Мы продолжали выполнять команды — двадцать, двадцать пять раз. Мы вскакивали и садились, с дощатого пола в коридоре третьего этажа поднимались облака пыли. Ладони у меня горели, они были грязные и красные. Брюки тоже были сплошь в грязи, а подштанники, я чувствовал, лопнули на заду. Капли пота щипали нос, шею, все лицо. Выпрямившись в очередной раз, я, не в силах больше терпеть, украдкой вытер нос рукой. Потом еще и еще раз; и вот уже по всему лицу густо размазалась темно-серая грязь. Выпрямляться становилось все труднее. Ноги едва держали меня. Кружилась голова.
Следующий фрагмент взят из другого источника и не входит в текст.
PR #1027, opened 2026-02-21
refactor(sidebar): restyle left sidebar layout and alignment

leondri:
Screenshot 2026-02-21 at 16 56 33

Restyled sidebar using the same backend functionality:
* Indented tasks for better visibility
* Added Agents as secondary description
* Added date (e.g. "1d") description

### DIFF
--- a/src/renderer/components/TaskItem.tsx
+++ b/src/renderer/components/TaskItem.tsx
@@ -156,7 +156,9 @@ export const TaskItem: React.FC<TaskItemProps> = ({
     </PrPreviewTooltip>
   ) : (
     <div className="flex items-center gap-1.5">
-      {hasChanges && <ChangesBadge additions={totalAdditions} deletions={totalDeletions} className="text-xs" />}
+      {hasChanges && (
+        <ChangesBadge additions={totalAdditions} deletions={totalDeletions} className="text-xs" />
+      )}
       {compact && <span className="text-xs font-medium text-muted-foreground">{compact}</span>}
     </div>
   );
@@ -207,9 +209,7 @@ export const TaskItem: React.FC<TaskItemProps> = ({
         ) : (
           <>
             {isPinned && <Pin className="h-3 w-3 flex-shrink-0 text-muted-foreground" />}
-            <span className="block truncate text-sm font-medium text-foreground">
-              {task.name}
-            </span>
+            <span className="block truncate text-sm font-medium text-foreground">{task.name}</span>
           </>
         )}
         {showDirectBadge && task.useWorktree === false && (


arnestrickmann:
Thanks! @leondri, will review the PR and give feedback.

src/renderer/components/LeftSidebar.tsx
```diff
@@ -336,107 +289,98 @@ const LeftSidebar: React.FC<LeftSidebarProps> = ({
...
-                                  className="text-muted-foreground opacity-0 group-hover/project:opacity-100 group-data-[state=open]/collapsible:opacity-100"
+                              {typedProject.name}
+                            </button>
+                            {projectIsRemote && connectionId && (
+                              <RemoteProjectIndicator
+                                host={undefined}
+                                connectionState={'disconnected' as ConnectionState}
+                                size="md"
+                                disabled
+                              />
```
arnestrickmann: **Blocking:** `RemoteProjectIndicator` is hardcoded to always show `disconnected` with `host={undefined}`.

The `useRemoteProject` hook was removed but the indicator still renders — remote projects will always appear disconnected regardless of actual state. The `onReconnect` callback is also gone.

Since hooks can't be called inside a render callback, the fix is to extract this into a small child component that calls `useRemoteProject` internally:

```tsx
const SidebarRemoteIndicator: React.FC<{ project: Project }> = ({ project }) => {
  const remote = useRemoteProject(project);
  return (
    <RemoteProjectIndicator
      host={remote.host || undefined}
      connectionState={remote.connectionState as ConnectionState}
      size="md"
      onReconnect={remote.reconnect}
      disabled={remote.isLoading}
    />
  );
};
```

Then use `<SidebarRemoteIndicator project={typedProject} />` here.

src/renderer/components/LeftSidebar.tsx
```diff
@@ -164,11 +130,11 @@ const LeftSidebar: React.FC<LeftSidebarProps> = ({
   onReorderProjectsFull,
   onSidebarContextChange,
   onCreateTaskForProject,
-  onDeleteTask,
+  onDeleteTask: _onDeleteTask,
```
arnestrickmann, line 152: **Blocking:** `onDeleteTask` and `onDeleteProject` (lines 133, 137) are accepted as props but underscore-prefixed and never used. This means:
- Users can no longer delete tasks from the sidebar
- Users can no longer delete projects from the sidebar

These are feature regressions. Even if the primary sidebar action becomes archive-on-hover, delete should still be accessible — e.g. through the existing `TaskItem` context menu, or as a secondary hover action.

src/renderer/components/TaskItem.tsx
```diff
@@ -43,21 +62,22 @@ interface TaskItemProps {
 
 export const TaskItem: React.FC<TaskItemProps> = ({
   task,
-  onDelete,
+  onDelete: _onDelete,
```
arnestrickmann, line 66: **Blocking:** `onDelete` is renamed to `_onDelete` and never used (same for `showDelete` → `_showDelete` on line 70). The delete button was completely removed from `TaskItem`.

The context menu still has archive + pin + rename — `onDelete` should be wired back in there as a context menu option, even if the hover action is now archive instead of delete.

src/renderer/hooks/useTaskAgentNames.ts
```diff
@@ -0,0 +1,84 @@
...
+
+export function useTaskAgentNames(taskId: string, fallbackAgentId?: string): AgentNameInfo {
+  const [info, setInfo] = useState<AgentNameInfo>(FALLBACK);
+
+  useEffect(() => {
+    let cancelled = false;
+
+    async function load() {
+      try {
+        const res = await window.electronAPI.getConversations(taskId);
```
arnestrickmann, line 27: **Performance:** This hook fires `getConversations(taskId)` per task on mount. With 20 tasks visible, that's 20 IPC round-trips.

Consider either:
- A batch API that fetches agent info for all tasks in one call
- A simple in-memory cache with short TTL
- Lifting the fetch to the parent list component and passing results down as props

src/renderer/hooks/useTaskAgentNames.ts
```diff
@@ -0,0 +1,84 @@
...
+
+        const primaryProvider = getProvider(providerIds[0] as ProviderId);
+        const primaryName = primaryProvider?.name ?? providerIds[0];
+        const totalChats = conversations.filter((c: { provider?: string }) => c.provider).length;
+        const additionalCount = Math.max(0, totalChats - 1);
+        const displayLabel =
+          additionalCount > 0 ? `${primaryName} +${additionalCount}` : primaryName;
+
+        setInfo({ primaryName, additionalCount, displayLabel, providerIds });
+      } catch {
```
arnestrickmann, line 63: **Bug:** `additionalCount` is `totalChats - 1` (total conversations minus 1), not unique providers minus 1. If a task has 5 Claude conversations, this shows "Claude +4" — but there's really only 1 unique provider.

Should this be `providerIds.length - 1` instead of `totalChats - 1`? Or if showing chat count is intentional, the label should clarify (e.g. "Claude (5 chats)").

arnestrickmann:
Thanks for the changes, @leondri!
Sent you feedback 🙏

arnestrickmann:
Thanks, Leon!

Зря, думал я, зря этот идиот Медве так умничал с Шульце.

Впрочем, возможно, я уже именовал его про себя господином унтер-офицером Шульце. Когда за две минуты до отбоя он прекратил, наконец, воспитательные упражнения и незыблемо, словно статуя, стоял на своем обычном месте между двумя рядами кроватей в конце спальни и отдавал свои распоряжения, его глаза все еще лихорадочно блестели, но на лице уже читалось облегчение. Если он и не сумел полностью возместить тот чудовищный ущерб, который нанес родине своим граничащим с бунтом поведением какой-то дрянной новичок, то все же сумел решительными мерами предотвратить окончательную катастрофу; и может быть, если будет продолжать в том же духе и столь же твердокаменно, он даже сумеет спасти нашу общую честь. Главное — непоколебимость. «Все же я готов! На все. Решительно. Ясно? Поняли?» — говорило выражение его лица. И мы поняли. Впрочем, не понять было трудно. Мне и самому казалось почти очевидным, что господин унтер-офицер Шульце в этой ситуации не мог поступить иначе и только так и надо было поступить.

Но потом мною вновь овладело отвращение и злоба. Мы уже умылись, отделениями, по команде. Уже почистили обувь, разделись и аккуратно уложили одежду на тумбочки, сначала брюки, потом китель, рубашку и пилотку. Шульце обошел спальню и почти у всех разбросал сложенную одежду, так что снова пришлось разглаживать, складывать и уминать ее, чтобы хоть как-то приблизиться к вычерченному по линейке идеалу «Порядка в шкафу», к этой состоящей из плоскостей и прямых углов базальтовой глыбе, какую требовал от нас Шульце, и тут я заметил, что в дальнем конце спальни он опять истязает Габора Медве. Я злился не столько на Шульце, сколько на своего плосконосого соседа, который все, что от него требовалось, делал с неизменно безучастным лицом и сейчас с полным хладнокровием снова складывал свою одежду. Ибо его пожитки Шульце разбросал тоже, хотя сложены они были не в пример лучше моих.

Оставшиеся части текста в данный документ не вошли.